Browne was close to the king throughout Henry VIII’s reign, and his appointments and offices included privy chamberer, knight of the body, Lieutenant of the Isle of Man, ambassador to France, royal standard bearer, privy councillor, master of the horse, and captain of the gentleman pensioners. His good friend the king appointed him as an executor of his will and guardian of Prince Edward and the Lady Elizabeth, and left him the sum of £300. It was Browne who informed Henry VIII that he was dying in January 1547. He also, along with Edward Seymour, Earl of Hertford, informed Edward and Elizabeth that their father had died.
Browne was married twice, first to Alice, daughter of Sir John Gage, who gave him seven sons and three daughters, and then, in 1542, he married fifteen-year-old Lady Elizabeth Fitzgerald, daughter of Gerald Fitzgerald, 9th Earl of Kildare. They had two sons together, Edward and Thomas, but they both died in infancy. Browne also had two illegitimate children, Charles and Anne.

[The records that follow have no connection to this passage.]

PR #236, opened 2012-01-27
NEXUS-4622, adding css and javascript media types to the ContentPlexusResource.

bdemers:


peterlynch:
+1

cstamas:
This is clearly a hack, and is actually a deficiency of Restlet or our plexus-restlet integration (i'd put bets on the latter) that would allow proper content negotiation. With this change, we are saying _what the actual content could be_ in advance, clearly, it could be anything.

+1

bdemers:
@cstamas I agree

PR #243, opened 2012-01-30
o [NEXUS-4778] Wait for async events after reindex tasks

nabcos:
Nothing obvious wrong with the failing test, so this is just taking a guess.


nexus/nexus-test-harness/nexus-test-harness-launcher/src/main/java/org/sonatype/nexus/test/utils/SearchMessageUtil.java
```diff
@@ -654,6 +654,8 @@ public void reindexPath( String repo, String path )
 
         // let s w8 a few time for indexes
         TaskScheduleUtil.waitForAllTasksToStop();
+        // be safe and wait for async events as well
+        new EventInspectorsUtil( RequestFacade.getNexusRestClient() ).waitForCalmPeriod();
```
velo, line 658: IIRC we agreed on NOT doing... the general feeling would be that could hide some problem.  but I'm +1

peterlynch:
+1

bdemers:
+1

PR #245, opened 2012-01-30
Change @since 1.10.0 -> @since 2.0

jdillon:
There is no 1.10.0 release, update to use 2.0


nabcos:
+1

bdemers:
+1

bdemers:
there are also a bunch of unneeded @since tags in there... but that is a different story

PR #250, opened 2012-02-01
Boot simplification

cstamas:
Simplifies boot process, and also lessens memory consumption (by not creating a ClassWorld at place where it is unused anyway).

We should leave out Plexus Classworlds from the "top" of boot hierarchy,
as we do not gain anything with it, only complicate things.

This change is for eyes only, would break today's OSS ITs and Pro bundle!


velo:
Then -1 =D

peterlynch:
Put on whatever branch 2.0 is NOT built from.

adreghiciu:
+1 for the change. But I guess this will go in only after 2.0

cstamas:
Closing it for now...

Interestingly, Sir Anthony Browne was involved in the falls of two queens. In 1536, according to Lancelot de Carles, secretary to the French ambassador, Browne reported to the Crown that his sister, Elizabeth, Countess of Worcester, who was one of Queen Anne Boleyn’s ladies, had defended her own behaviour, possible adultery, saying that it was nothing in comparison to the queen, who allowed members of the court to come into her chamber “at improper hours” and that if her brother did not believe her then he could find out more from Mark Smeaton. She then said “I must not forget to tell you what seems to me to be the worst thing, which is that often her brother has carnal knowledge of her in bed.”

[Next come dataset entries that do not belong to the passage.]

PR #251, opened 2012-02-01
Expose AppContext as component

cstamas:
Expose AppContext as component, simple as that.

### DIFF
--- a/nexus/nexus-web-utils/src/main/java/org/sonatype/nexus/web/AppContextModule.java
+++ b/nexus/nexus-web-utils/src/main/java/org/sonatype/nexus/web/AppContextModule.java
@@ -1,3 +1,15 @@
+/**
+ * Sonatype Nexus (TM) Open Source Version
+ * Copyright (c) 2007-2012 Sonatype, Inc.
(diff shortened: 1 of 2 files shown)


cstamas:
Rationale: stop using System Properties directly!

As of Nexus 2.0, Core does not use System Properties directly anymore (except for tweaking). This makes "collocation" of multiple Nexus instances in same JVM possible (yummie).

We should stop using system properties, and delegate to AppContext instead, and in case of "collocation", it would enable to have "targeted tweaks". AppContext already implements various sources for accepting context values (properties file, system property prefixed with `contextId.`, environment variable prefixed with `CONTEXTID_` etc). This makes super-easy to affect temporarily or for good targeted instances in single JVM.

Then, in 1540, Browne was involved in the fall of Anne of Cleves, Henry VIII’s fourth wife, giving a deposition regarding the king’s first disastrous meeting with Anne at Rochester on 1st January 1540, when he accompanied the king as his master of the horse. He told of how he was dismayed at Anne’s appearance and thought that “the King’s Highness should not content hiself with her.” According to Browne, when the king met Anne, Browne “noted in the King’s Highness countenance such a discontentment and misliking of her person, as he was very sorry of it”. The king told him after the meeting that he could see “nothing in this woman as men report of her; and I marvel that wise men would make such report as they have done”. Browne’s deposition was used as evidence of the king’s unhappiness with Anne and the idea that he had been deceived into marrying her by false reports on her appearance.
Sir Anthony Browne died on either 28th April or 6 May 1548 and was buried with his first wife in a tomb in St Mary’s Church, Battle, in Sussex. He was a wealthy man at his death, owning about 11,000 acres of land in Sussex and 8,500 in Surrey.